Examplary
  • Start for free
    All guides

    Legal & compliance

    EU AI Act compliance

    • Application Owner: Examplary AI Team (hi@examplary.ai)
    • Document Version: 1.0.0
    • Last Updated: 2 November 2025

    General Information

    Purpose and Intended Use

    • Primary Purpose: Examplary is an AI-powered examination platform that enables educators, assessors and institutions to create, administer, and grade exams, assessments, essays and assignments efficiently.

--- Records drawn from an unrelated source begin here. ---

Issue #1764, opened 2019-06-09
Suggestions for HB_TINY additions


ebraminio:
Would be nice if we had some definition for removing use of `setlocale` and disable `hb_blob_create_from_file` use of fopen/fclose/...

Also not sure why we have a round [polyfill](https://github.com/harfbuzz/harfbuzz/blob/3c240bd3dc0aaca38154da555d0aef350da62ee6/src/hb.hh#L518) but isn't used anywhere or instead roundf, probably should be deleted altogether.

ebraminio:
Also would be nice to have `#define roundf __builtin_roundf` somewhere inside the project, probably guarded with `__has_builtin(__builtin_roundf)` or something

ebraminio:
Some `#if defined(__OPTIMIZE_SIZE__) || defined(HB_USE_INTERNAL_QSORT)` https://github.com/harfbuzz/harfbuzz/blob/master/src/hb-algs.hh#L846 is needed

ebraminio:
801d93f

behdad:
Right.  Let's rename NO_FILE_READ to NO_OPEN and then I add these to TINY.

PR #1765, opened 2019-06-10
Remove round polyfill

ebraminio:
Added in 01dff1e and 19256bef, this was targeted at older
msvc versions that don't support C99 but now as we require
C++11 we don't target places those envs thus removing this.

(which apparently was unused anyway as we use roundf not round?)
(#1764 related)


src/hb.hh
```diff
@@ -515,20 +515,6 @@ typedef uint64_t hb_vector_size_impl_t;
 #define VAR 1
```
ebraminio: Not related to this, would be nice to get rid of this also sometime and replace all the uses with UnsizedArrayOf

behdad: Most uses of this should be replaced with UnsizedArrayOf, yes.  But it will remain in implementation of UnsizedArrayOf, ArrayOf, etc.  There's very few instances.

ebraminio: Or using UnsizedArrayOf inside ArrayOf and others and having only one of them, you said that once before IIRC

PR #1766, opened 2019-06-10
Add HB_NO_SETLOCALE

ebraminio:
#1764 related

### DIFF
--- a/src/hb-config.hh
+++ b/src/hb-config.hh
@@ -61,6 +61,7 @@
 #define HB_NO_LAYOUT_UNUSED
 #define HB_NO_MATH
 #define HB_NO_NAME
+#define HB_NO_SETLOCALE
 #define HB_NO_SUBSET_LAYOUT
 #endif
 
--- a/src/hb.hh
+++ b/src/hb.hh
@@ -359,7 +359,7 @@ extern "C" int hb_memalign_impl(void **memptr, size_t alignment, size_t size);
 #      define HB_NO_GETENV
 #    endif
 #    if _WIN32_WCE < 0x800
-#      define setlocale(Category, Locale) "C"
+#      define HB_NO_SETLOCALE
 static int errno = 0; /* Use something better? */
 #    endif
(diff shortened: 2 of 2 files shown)


behdad:
I like this.

Wider question: should we switch to using HAVE_SETLOCALE, etc, for these?  That would change the default for people who build custom.

Alternatively, maybe have these HB_NO_SETLOCALE etc as is, and have a HB_NO_LIBC that disables all libc functions?

ebraminio:
> Alternatively, maybe have these HB_NO_SETLOCALE etc as is, and have a HB_NO_LIBC that disables all libc functions?

An HB_LEAN_LIBC that defines HB_NO_SETLOCALE and HB_USE_INTERNAL_QSORT and defining some round fallback, and maybe enabling our baked mem* str* of libc, sad that malloc and friends involve more magic, I wish we had a zero allocation mode like https://www.sqlite.org/malloc.html#memsys5

behdad:
> An HB_LEAN_LIBC that defines HB_NO_SETLOCALE and HB_USE_INTERNAL_QSORT and defining some round fallback, and maybe enabling our baked mem* str* of libc, sad that malloc and friends involve more magic, I wish we had a zero allocation mode like https://www.sqlite.org/malloc.html#memsys5

`HB_NO_QSORT` please. :)

Also, no internal memory allocator.  Imagine if every library did that...

ebraminio:
> HB_NO_QSORT please. :)

Already added in https://github.com/harfbuzz/harfbuzz/commit/9407ef8d4bb96346b1f8b07757d79d3f8cc61cf7 :/ This `HB_NO_QSORT` feel to be not that nice naming but I am OK with rename

behdad:
> Already added in [9407ef8](https://github.com/harfbuzz/harfbuzz/commit/9407ef8d4bb96346b1f8b07757d79d3f8cc61cf7) :/ This `HB_NO_QSORT` feel to be not that nice naming but I am OK with rename

Fine, let's keep your naming.  I just don't like adding all kinds of arbitrary macros.

PR #1767, opened 2019-06-10
Add HB_NO_OEPN

### LINKED ISSUE #1764: Suggestions for HB_TINY additions

ebraminio:
But don't see the need to add it to lean or tiny personally, what motivated me for PR is to ask about the naming

(fixes #1764)

### DIFF
--- a/src/hb-config.hh
+++ b/src/hb-config.hh
@@ -60,7 +60,9 @@
 #define HB_NO_GETENV
 #define HB_NO_LAYOUT_UNUSED
 #define HB_NO_MATH
+#define HB_NO_MMAP
 #define HB_NO_NAME
+#define HB_NO_OEPN
 #define HB_NO_SETLOCALE
 #define HB_NO_SUBSET_LAYOUT
 #endif
--- a/src/hb-blob.cc
+++ b/src/hb-blob.cc
@@ -543,6 +543,9 @@ _hb_mapped_file_destroy (void *file_)
 hb_blob_t *
 hb_blob_create_from_file (const char *file_name)
 {
+#ifdef HB_NO_OEPN
+  return hb_blob_get_empty ();
+#endif
   /* Adopted from glib's gmappedfile.c with Matthias Clasen and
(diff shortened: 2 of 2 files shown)


behdad:
Rename to HB_NO_OPEN?  We also have HB_NO_MMAP.   Let's add both to HB_TINY.

Also, I had a change of mind: I think in HB_TINY, or in general, API that gets disabled should be removed instead of returning empty/error/false.  That way we know if a client links it will work.  And if it doesn't link it will point to which feature needs to be re-enabled.  I'll go ahead and do that.

ebraminio:
> Also, I had a change of mind: I think in HB_TINY, or in general, API that gets disabled should be removed instead of returning empty/error/false. That way we know if a client links it will work. And if it doesn't link it will point to which feature needs to be re-enabled. I'll go ahead and do that.

Yep, makes lots of sense, I just fear from compile warnings :/

behdad:
> Yep, makes lots of sense, I just fear from compile warnings :/

Right :(.  Let me see what I can come up with.

src/hb-config.hh
```diff
@@ -60,6 +61,7 @@
 #define HB_NO_GETENV
 #define HB_NO_LAYOUT_UNUSED
 #define HB_NO_MATH
+#define HB_NO_MMAP
```
ebraminio: Or having both in lean? My reasoning was it can work without mmap so it is lean but disabling the whole API in tiny

behdad: Right. TINY itself doesn't do these; LEAN does.  IMplement it by disabling the feature now.  Then we switch all to remove the API.  I don't think we need both.

PR #2868, opened 2021-02-16
Do not round added deltas; fixes #2866

### LINKED ISSUE #2866: Odd rounding artifacts with variable font
The glyphs in the attached test font draw a rectangle, the top edge of which is a long string of aligned points. There are two variable axes; each one pulls up the top edge from one side into a trapezoid. If the axes have the same value, the top edge should once again be a straight line. There are several characters with different dimensions for the shape, but I ended up using "C".

With FreeType, this works reasonable well, although it is visible in the trapezoids that the final points are rounded to the unit grid.

However, using HB for outline extraction (via `hb_font_draw_glyph`), this results in weird rounding artifacts:
test
Red: FreeType/Skia, Blue: HarfBuzz

Detail:
image

It's as if the scaled deltas are rounded individually and then added, instead of having the end result rounded after adding:

`result = round(scalar1 * delta1) + round(scalar2 * delta2)`

vs.

`result = round(scalar1 * delta1 + scalar2 * delta2)`

I haven't started searching for the relevant source code yet, I first wanted to post my observation and (possibly wrong) theory of what goes wrong.

The attached archive contains the test font and a drawbot(-skia) test script that produces the above image.

(drawbot-skia is a skia-python-based cross platform 2D drawing lib using uharfbuzz. Install with `$ pip install drawbot-skia`, then run the script as `$ drawbot test_drawing.py test_image.pdf`)

[test_font+script.zip](https://github.com/harfbuzz/harfbuzz/files/5988611/test_font%2Bscript.zip)

(Using the DrawBot macOS app gives the same result, although the red outline then comes from the OS font machinery instead of FreeType.)

justvanrossum:


justvanrossum:
I adjusted one expected test result: the extents of a glyph from a font without HVAR. But it turns out there are more differences.

The lack of rounding in gvar could mean that this value is now truncated instead of rounded, esp. given the value changes from 551 to 550.

Please advice: is it safe to continue adjusting expected test results, or should I look into `hb_font_get_glyph_extents` and see whether rounding should be applied there or elsewhere?

khaledhosny:
I think you now need to round at API boundry, and this seems to be in https://github.com/harfbuzz/harfbuzz/blob/9c8032cb4b436e093c16dd8476284d8fdcc1c93e/src/hb-ot-glyf-table.hh#L1092-L1176

khaledhosny:
`em_scalef*()` call `roundf()` actually, so may be truncation is happening somewhere before this is called (if truncation is happening at all)?

justvanrossum:
Yeah indeed, upon further studying, I don't see any truncation going on, so I'm tempted to think that perhaps my changes to those expected extent values are correct.

justvanrossum:
Although _perhaps_ these min/max values need to be rounded _before_ being used to calculate width and height:

https://github.com/harfbuzz/harfbuzz/blob/9c8032cb4b436e093c16dd8476284d8fdcc1c93e/src/hb-ot-glyf-table.hh#L946-L949

justvanrossum:
If I do that, I only need to adjust a single expected extent value.

justvanrossum:
Or rather do this:
`extents->width = font->em_scalef_x (max_x) - font->em_scalef_x (min_x);`
And the same for height. Let me check.

justvanrossum:
Same result: if I do that (which is more correct) I only need to adjust a single expected extent value (the one on line 162 of test-ot-metrics-tt-var.c)

behdad:
> Or rather do this:
> `extents->width = font->em_scalef_x (max_x) - font->em_scalef_x (min_x);`
> And the same for height. Let me check.

Yes. This is the correct fix. Thanks.

There might be a few places to do this. One in `glyf` and one or two in the CFF tables perhaps?

justvanrossum:
Are those two failing checks something to worry about?

Other than that, this PR is good to go.

behdad:
> Are those two failing checks something to worry about?

One is a build fail with fontconfig (ignore). The other one looks possibly relevant:
```


--- command ---
09:24:19 MALLOC_CHECK_='2' G_DEBUG='gc-friendly' G_TEST_BUILDDIR='/root/project/build/test/api' G_TEST_SRCDIR='/root/project/test/api' G_SLICE='always-malloc' /root/project/build/test/api/test-draw
--- stdout ---
# random seed: R02S65bf4ef5ac52d25baebed2020f856494
1..12
ok 1 /itoa
# Start of hb tests
# Start of draw tests
ok 2 /hb/draw/empty
Bail out! ERROR:../test/api/test-draw.c:228:test_hb_draw_glyf: assertion failed (str == expected3)
--- stderr ---
**
ERROR:../test/api/test-draw.c:228:test_hb_draw_glyf: assertion failed (str == expected3)
-------
```

behdad:
> Other than that, this PR is good to go.

Other than the one CI fail LGTM as well.

khaledhosny:
The FontConfig build failure should go away if you rebase on master.

justvanrossum:
Noob question: how do I enable `HB_EXPERIMENTAL_API` when running `meson build && meson test -Cbuild test-draw`?

When I enable `HB_EXPERIMENTAL_API` (in the wrong way, my Q above stands), I do not see the values of the strings that should compare equal but don't. I'm not seeing more than this:
```
1/1 harfbuzz:api / test-draw FAIL            0.14s   killed by signal 6 SIGABRT
18:58:32 G_DEBUG=gc-friendly G_TEST_BUILDDIR=/Users/just/code/git/harfbuzz/build/test/api G_SLICE=always-malloc G_TEST_SRCDIR=/Users/just/code/git/harfbuzz/test/api MALLOC_CHECK_=2 MALLOC_PERTURB_=90 /Users/just/code/git/harfbuzz/build/test/api/test-draw
----------------------------------- output -----------------------------------
stdout:
# random seed: R02Sbf99f12c8662e8520ef49caf0cd7fd2d
1..12
ok 1 /itoa
# Start of hb tests
# Start of draw tests
ok 2 /hb/draw/empty
Bail out! ERROR:../test/api/test-draw.c:228:test_hb_draw_glyf: assertion failed (str == expected3)
stderr:
**
ERROR:../test/api/test-draw.c:228:test_hb_draw_glyf: assertion failed (str == expected3)
------------------------------------------------------------------------------
```

khaledhosny:
`meson -Dexperimental_api=true build`

justvanrossum:
> meson -Dexperimental_api=true build

Unfortunately that doesn't work for me: it still doesn't run the test-draw tests.

khaledhosny:
It does for me. Are you re-configuring an existing `build` directory, it might be simpler to delete it or use `meson configure`.

justvanrossum:
Ah thanks, deleting the build dir worked!

My next problem is that I don't see the values of the unequal strings of the failing test. All I see in testlog.txt the snippet I posted above. How do I even debug this?

justvanrossum:
> How do I even debug this?

Duhhh printf to the rescue!

But now: what does that codecov/path failure mean and how do I fix it?

justvanrossum:
Could it be this: The test-draw tests are not executed by most checks, so my changes there are now counted as "not covered by tests"?

khaledhosny:
I can’t make much sense of codecov report, but it runs on the linux-ci job and it does not enable experimental API.

justvanrossum:
Thanks @behdad and @khaledhosny!

Issue #2860, opened 2021-02-15
Too frequent unsafe-to-break flags output for Lucida?


drott:
```
$ hb-shape --show-flags /System/Library/Fonts/LucidaGrande.ttc "test multiple words"
[t=0+766|e=1+1141#1|s=2+1044#1|t=3+766#1|space=4+648#1|m=5+1912#1|u=6+1271#1|l=7+592#1|t=8+766#1|i=9+592#1|p=10+1289#1|l=11+592#1|e=12+1141#1|space=13+648#1|w=14+1578#1|o=15+1258#1|r=16+838#1|d=17+1289#1|s=18+1044#1]
```

shows that for the Lucida system font on Mac there's surprisingly few safe-to-break positions, in this case only the first glyph, if I interpret the output correctly? That seems wrong - although I haven't looked at Lucida's AAT tables more closely.

Lucida does have a morx table, [table directory here](https://gist.github.com/drott/4caca4bf4a02823a86a63de3cd3ee63f).

@jfkthame @javifernandez @kojiishi

behdad:
So.. the "unsafe-to-break" handling for AAT `morx` table is implemented this way: as we running a state-machine, every time we are not in state=0 (start-of-text), we deem as unsafe-to-break.

As it happens, the chain 8 in this face, which seems to be implementing Thai Sara-Am handling, spends all its time in state=2 for non-Thai text.

I checked the transitions from state=0 vs state=2 to see if they are deemed identical (and as such maybe we can detect), but they are not. I'm not sure if we can do anything in this case short of a full state-machine analysis implementation.

Ideas? @jfkthame 

@drott is this just affecting performance, or have you seen other adverse effects? How critical is "fixing" this to Chrome?

drott:
I first thought this was essential for a fix for https://bugs.chromium.org/p/chromium/issues/detail?id=1173219 - but it looks like @javifernandez found a different solution. So the priority is now lower.

drott:
Thanks for looking into the state machine behaviour of Lucida, that's what I was hoping to get further insight in. So do I understand correctly, that the font immediately tries to go to state 2 to attempt handling Thai Sara-Am, then stays in state=2 for the Latin sequence all the time? 
Indeed, at the moment, with @javifernandez fix, it looks like this only affects performance when it comes to determining the size of to-be-reshaped portion of text during line layout.

behdad:
[...]

PR #2871, opened 2021-02-18
[aat] Improve unsafe-to-break logic

behdad:
Reduces false-positives.  See comments for new logic.

Fixes https://github.com/harfbuzz/harfbuzz/issues/2860

Need to add test.


jfkthame:
The logic here looks sensible to me, though I'm a little concerned that Dominik indicates in #2860 that he's still not getting a good result.

behdad:
> I'm a little concerned that Dominik indicates in #2860 that he's still not getting a good result.

Looks like Dominik assumed I merged the fix so he was testing master.

PR #2874, opened 2021-02-20
Constexpr2

behdad:
Following up on yesterday's work, this is reviewing and rebasing the rest of my commits from June in the https://github.com/harfbuzz/harfbuzz/commits/constexpr-wip-behdad branch.


behdad:
Can someone who knows cmake fix the failure?  Where the heck does cmake detect pthread?

cc @khaledhosny @ebraminio

khaledhosny:
I’ve no idea and wouldn’t know where to start looking. If it were up to me, I’ll disable CMake testing on CI jobs and let CMake users deal with the breakages, they seem to be so smart unlike me.

ebraminio:
> Where the heck does cmake detect pthread?

Probably never implemented, guess something like `if (NOT WIN32) add_definitions("-DHAVE_PTHREAD") endif ()` should be enough for the most clients and agreeing with Khaled, even vcpkg, more or less like a cross platform cmake package manager, has moved to hb's `meson` port https://github.com/microsoft/vcpkg/pull/12860 recently.

behdad:
I revived all commits from that branch except for the following, which causes test failures and I need to debug and fix separately:
https://github.com/harfbuzz/harfbuzz/commit/fc83ea6279653a500a4ca36fab3956c297eb1132

I intend to merge this when bots pass.

behdad:
I suspended our LGTM analysis setup since they never delivered anything useful to us and it was using cmake, which fails now.

PR #2875, opened 2021-02-23
[constexpr] IntType

behdad:
This breaks tests on my Linux box, but passes on Mac. Sending to
bots to see if helps me figure out what's going on.

The main change is in cast operators of BEInt used to return Type,
now return Wide. I don't understand why that can fail tests (and
with no compiler diagnostic message...).

Nor do I remember why I made this change back in June...  I *think*
I made it to make the types be closer to regular small-int types by
involving just one conversion to signed/unsigned instead of two,
which becomes important in template matching. However, I don't
remember the exact details. Sigh...

### DIFF
--- a/src/hb-aat-layout-common.hh
+++ b/src/hb-aat-layout-common.hh
@@ -576,7 +576,7 @@ struct StateTable
 	  if (unlikely (stop > states))
 	    return_trace (false);
 	  for (const HBUSHORT *p = states; stop < p; p--)
-	    num_entries = hb_max (num_entries, *(p - 1) + 1);
+	    num_entries = hb_max (num_entries, *(p - 1) + 1u);
 	  state_neg = min_state;
 	}
       }
@@ -597,7 +597,7 @@ struct StateTable
 	  if (unlikely (stop < states))
 	    return_trace (false);
 	  for (const HBUSHORT *p = &states[state_pos * num_classes]; p < stop; p++)
-	    num_entries = hb_max (num_entries, *p + 1);
+	    num_entries = hb_max (num_entries, *p + 1u);
 	  state_pos = max_state + 1;
 	}
       }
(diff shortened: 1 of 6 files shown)


behdad:
Continuing from https://github.com/harfbuzz/harfbuzz/pull/2874

behdad:
Okay this fails on my Mac as well if fonttools is available. Surprising that only fails subsetting tests it seems. Anyway. I think I know where to look next.

behdad:
I believe this is how it can fail: imagine a `USHORT` (16bit unsigned). If you add that to an `hb_position_t` (a `int32_t`), previously the `USHORT` was lifted to `uint16_t`, and a `uint16_t` when combined with a `int32_t` would result in `int32_t`.

But if I change the cast operator to `uint32_t`, then it becomes `uint32_t` against `int32_t`, and the `uint32_t` wins in such situation.

So I know what's wrong with this patch. Going to revert that part. But still am curious to know why it fails tests without any compiler warning.

behdad:
Ah, I see what I'm doing wrong. The BEInt cast operators for signed types were relying on the size of the return value to be the same as the size of the read value for the sign to appear. That is:
```
operator uint16_t () const { return (v[0] << 8) + v[1]; }
```
fails miserably if `uint16_t` is replaced by `uint32_t`.

behdad:
Not sure if this narrowing fight is worth fighting...
```
../src/hb-ot-layout-gsubgpos.hh: In instantiation of ‘void OT::ChainRule::serialize_array(hb_serialize_context_t*, OT::HBUINT16, Iterator) const [with Iterator = hb_map_iter_t<hb_array_t<const OT::IntType<short unsigned int> >, const hb_map_t*&, (hb_function_sortedness_t)0, 0>; typename hb_enable_if<hb_is_iterator_of<Lhs, typename Lhs::item_t>::value>::type* <anonymous> = 0; OT::HBUINT16 = OT::IntType<short unsigned int>]’:
../src/hb-ot-layout-gsubgpos.hh:2341:30:   required from here
../src/hb-ot-layout-gsubgpos.hh:2326:15: error: narrowing conversion of ‘(unsigned int)g’ from ‘unsigned int’ to ‘short unsigned int’ inside { } [-Werror=narrowing]
       c->copy (HBUINT16 {g});
       ~~~~~~~~^~~~~~~~~~~~~~
```

PR #2881, opened 2021-02-27
Fix compilation on Nintendo Switch

Mstrodl:
Switch needs climits included for `LLONG_MIN`, `LLONG_MAX`, and `ULLONG_MAX` to be defined


behdad:
We had an issue for this. Is a bad `limits.h` in the SDK. Anyway. I'm pushing a fix try.

PR #2893, opened 2021-03-10
[subset] prune redundant format12 cmap table

garretrieger:
This is to match latest behavior in fonttools (https://github.com/fonttools/fonttools/pull/2146)
Testcases are updated with newer fonttools version


behdad:
Thanks.

Most of the complexity of cmap table is unused and just a historical artifact. For example, language must always be zero for 0/3 and 3/1 encodings (as touched in this PR):

  https://docs.microsoft.com/en-us/typography/opentype/spec/cmap#use-of-the-language-field-in-cmap-subtables

I'll open an issue at fonttools to simplify that, and ideally add a (ideally default) mode to fonttools subsetter to synthesize a cmap based on requested characters and ignoring the source's cmap repertoire.

In the modern world, a cmap should be an optional Format 4, optional Format 12, and optional Format 14. That's all. I suggest we switch HB subsetter to always synthesizing cmap from scratch.

Common wisdom is that if Format 12 exist, a Format 4 should exist as well. That's in the Recommendations part of the spec:

  https://docs.microsoft.com/en-us/typography/opentype/spec/recom#cmap-table

but same page makes it clear that a Format 4 is NOT required. (This used to require it; was changed in recent years)

I suggest it's time to throw that away as well. So, if we add a Format 12, then no need for a Format 14.

behdad:
As for which plat/enc to include, the Recommendation says:
```
'cmap' Table
New fonts should use Unicode encoding:

If the font supports only characters in the Unicode Basic Multilingual Plane (U+0000 to U+FFFF): either platform 3, encoding 1; or platform 0, encoding 3. With either encoding, use a format 4 subtable.

If the font supports any characters in a Unicode supplementary plane (U+10000 to U+10FFFF): either platform 3, encoding 10; or platform 0, encoding 4. With either encoding, use a format 12 subtable.

If the font supports Unicode variation sequences: platform 0, encoding 5, with a format 14 subtable. This is in addition to a format 4 or format 12 subtable with encodings as listed above.

If the font is designed as a font of last resort, using single glyphs for entire Unicode character ranges: platform 0, encoding 6, with a format 13 subtable. A last-resort font should not use any other encodings or subtable formats.
```

I suggest going for plat0 (Unicode) instead of plat3 (Windows). But doesn't matter, either works.

behdad:
@garretrieger Please advise. Should we abandon this and just always cook cmap from scratch? Or you want to rebase and land this?

garretrieger:
Yeah, I'd prefer to rewrite cmap handling to generate the tables from scratch. This change isn't critical to land in the mean time as it's only a small size saving.

behdad:
Cool. The cmap subsetting code is one of the messier parts. Great to have it redone. Thanks.

PR #2894, opened 2021-03-11
[subset] Update PairPosFormat2 subsetting to match fontTools

garretrieger:
Matches changes from https://github.com/fonttools/fonttools/pull/2221:
- subset class def 1 against the coverage table.
- Don't re-use class 0 in class def 2.
- Ignore class 0 glyphs for the purposes of determing format 1 vs format 2 encoding for ClassDef.

Add an additional test case which demonstrates these issues.


behdad:
My first pass review:

- Ideally I think ClassDef.subset() should always take an explicit glyphset to susbset to. Same about Coverage. That's how we do it in fonttools. Though, am happy to postpone that to a later time.

- You can still keep using a reference instead of pointer in `const hb_set_t &glyphset = *c->plan->glyphset_gsub ();` When a pointer cannot be null, we prefer using a reference.

- We should add a constructor to `hb_set_t` that takes an iterator and populates the set. Then such a set can be created and intersected easily. The dagger we currently have to do instead looks jarring. Though, again, happy to wait for this to be done laters.

garretrieger:
> * Ideally I think ClassDef.subset() should always take an explicit glyphset to susbset to. Same about Coverage. That's how we do it in fonttools. Though, am happy to postpone that to a later time.

Makes sense, I'll take a look and see if this can be easily done without changing too much.

> * We should add a constructor to `hb_set_t` that takes an iterator and populates the set. Then such a set can be created and intersected easily. The dagger we currently have to do instead looks jarring. Though, again, happy to wait for this to be done laters.

Sounds good as well, should be easy to add.

garretrieger:
Fixed the remaining failures for var store, removed the cmap12 changes from this PR, and did a small refactor to eliminate the need to allocate a new set to use as the additional filter.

The system leverages several AI models, including Google Gemini 2.5 Flash and Pro models to generate exam questions, provide automated grading suggestions, and offer feedback to students.

    • Sector of Deployment: Education (Higher Education, Professional Training, K-12)

    • Problem Statement: Examplary addresses the time-consuming nature of exam creation and grading, helping educators focus more on teaching and student support rather than administrative tasks.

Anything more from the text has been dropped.